Exercise description: Your task is to gather the lines below that hold the string "github".

Extracted information:
----------

PR #1580, opened 2022-10-03
support rust-analyzer-proc-macro-srv

### LINKED ISSUE #1576: proc_macros do not work with RA on 1.64
Per https://github.com/rust-lang/rust-analyzer/issues/13322 for 1.64 we need to provide sysroot in rust-project.json + set up the symlinks for `rust-analyzer-proc-macro-srv` in order for the proc_macros to work out of the box with rules_rust's RA integration

A temporary workaround for anyone that run into this is specifying the proc macro server in the RA config, e.g. 

```
    "rust-analyzer.procMacro.server": "/Users/snowp/.rustup/toolchains/1.64-aarch64-apple-darwin/libexec/rust-analyzer-proc-macro-srv",

```

I got something that I think works, will get a PR up

snowp:
Starting in 1.64 RA relies on a rust-analyzer-proc-macro-srv binary provided by the toolchain to handle proc macros, as a way to avoid ABI breakages when RA and proc macros are compiled with a different version of Rust. 

Normally (in cargo-land) RA would automatically pick this up from sysroot, but when generating rust-project.json we'll have to now explicitly specify the sysroot there to help RA resolve the new binary.

This PR does two things in order to support this:

1. Ensure that rust-analyzer-proc-macro-srv is symlinked into the sysroot we build (for Rust 1.64 and higher)
2. Writes the sysroot path to rust-project.json

Fixes #1576

### DIFF
--- a/rust/toolchain.bzl
+++ b/rust/toolchain.bzl
@@ -640,6 +640,11 @@ rust_toolchain = rule(
             doc = "The operating system for the current toolchain",
             mandatory = True,
         ),
+        "rust_analyzer_proc_macro_srv": attr.label(
+            doc = "The location of the rust_analyzer_proc_macro_srv binary.",
+            allow_single_file = True,
+            cfg = "exec",
+        ),
         "rust_doc": attr.label(
             doc = "The location of the `rustdoc` binary. Can be a direct source or a filegroup containing one item.",
             allow_single_file = True,
@@ -657,11 +662,6 @@ rust_toolchain = rule(
             allow_single_file = True,
             cfg = "exec",
             mandatory = True,
-        ),
-        "rust_analyzer_proc_macro_srv": attr.label(
-            doc = "The location of the rust_analyzer_proc_macro_srv binary.",
-            allow_single_file = True,
-            cfg = "exec",
         ),
         "rustc_lib": attr.label(
             doc = "The libraries used by rustc during compilation.",
--- a/rust/toolchain.bzl
+++ b/rust/toolchain.bzl
@@ -305,7 +305,8 @@ def _generate_sysroot(
         clippy = None,
         llvm_tools = None,
         rust_std = None,
-        rustfmt = None):
+        rustfmt = None,
+        rust_analyzer_proc_macro_srv = None):
     """Generate a rust sysroot from collection of toolchain components
 
     Args:
@@ -318,6 +319,7 @@ def _generate_sysroot(
         llvm_tools (Target, optional): A collection of llvm tools used by `rustc`.
         rust_std (Target, optional): A collection of Files containing Rust standard library components.
         rustfmt (File, optional): The path to a `rustfmt` executable.
+        rust_analyzer_proc_macro_srv (File, optional): The path to a `rust_analyzer_proc_macro_srv`.
 
     Returns:
         struct: A struct of generated files representing the new sysroot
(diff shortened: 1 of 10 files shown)


snowp:
@UebelAndre I think this is in a decent state for review, are you the right person to do so?

UebelAndre:
I will take a look as soon as I can but since I've been short of free time lately, I'm wondering if @hlopko would be able to take a look since in the past I believe they've been pretty up to date on rust-analyzer things.

rust/toolchain.bzl
```diff
@@ -628,6 +640,11 @@ rust_toolchain = rule(
             doc = "The operating system for the current toolchain",
             mandatory = True,
         ),
+        "rust_analyzer_proc_macro_srv": attr.label(
```
UebelAndre, line 643: My two cents about this attribute is it should either be on `rust_analyzer_toolchain` or maybe it doesn't need to exist at all. This change seems to add the ability to track the binary as part of the toolchain but it's ultimately not used by Bazel? Rust-analyzer works outside of Bazel so as long as the sources exist on disk in your output user root, the binary would be usable? Are any of my questions correct here? 😅

UebelAndre (changes requested):

rust/toolchain.bzl
snowp: IIUC the whole idea of this new binary is that it should track the toolchain used to compile the proc_macro dylibs so that RA doesn't break if the proc_macro ABI changes between Rust versions (e.g. you use nightly RA but are building an older stable version).

With that, my thinking was that we want to make sure that when we construct the rust-project.json file the sysroot specified will point to a proc-macro-srv that matches the Rust toolchain used to compile the proc macro dylibs, which lead me to this where we wire up the proc-macro-srv present in the Rust toolchain being used. It's true that we don't need to place the proc-macro-srv in execroot for any of this to work if we had the true sysroot, but it wasn't clear to me how I'd extract the real location of the toolchain sysroot from within Skylark, though maybe there is a way? 

It might be possible to get this working by putting it on the RA toolchain, but to me it seemed like it would then be defined independent of the Rust toolchain and thus not linked to the rustc version used to compile the proc_macro dylibs?

UebelAndre: I think it's fair to point rust_analyzer at a sysroot but unfortunately in Bazel it's not quite the same as for Cargo. The sysroot would likely be a `rust_toolchain_repository` which only contains components used for building on one exec platform to one target platform. The sysroot would change depending on what you were targeting. Would that be an issue for `rust-analyzer-proc-macro-svr`? It kinda seems like it wouldn't be given the binary comes with the `rustc` components which would largely be same across all these sysroots.

tools/rust_analyzer/rust_project.rs
```diff
@@ -89,11 +92,13 @@ pub struct Dependency {
...
 
 pub fn generate_rust_project(
-    sysroot_src: &str,
+    sysroot_path: &str,
+    sysroot_src_path: &str,
     crates: &BTreeSet<CrateSpec>,
 ) -> anyhow::Result<RustProject> {
     let mut project = RustProject {
-        sysroot_src: Some(sysroot_src.into()),
+        sysroot: Some(sysroot_path.into()),
```
UebelAndre, line 100: Also, `sysroot` is a supported flag? I'm not seeing it in https://rust-analyzer.github.io/manual.html#non-cargo-based-projects

UebelAndre (changes requested):

UebelAndre:
Closing this out since https://github.com/bazelbuild/rules_rust/pull/1641 was merged. Thanks so much for working on this @snowp!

----------

Exercise response:
Per https://github.com/rust-lang/rust-analyzer/issues/13322 for 1.64 we need to provide sysroot in rust-project.json + set up the symlinks for `rust-analyzer-proc-macro-srv` in order for the proc_macros to work out of the box with rules_rust's RA integration
UebelAndre, line 100: Also, `sysroot` is a supported flag? I'm not seeing it in https://rust-analyzer.github.io/manual.html#non-cargo-based-projects
Closing this out since https://github.com/bazelbuild/rules_rust/pull/1641 was merged. Thanks so much for working on this @snowp!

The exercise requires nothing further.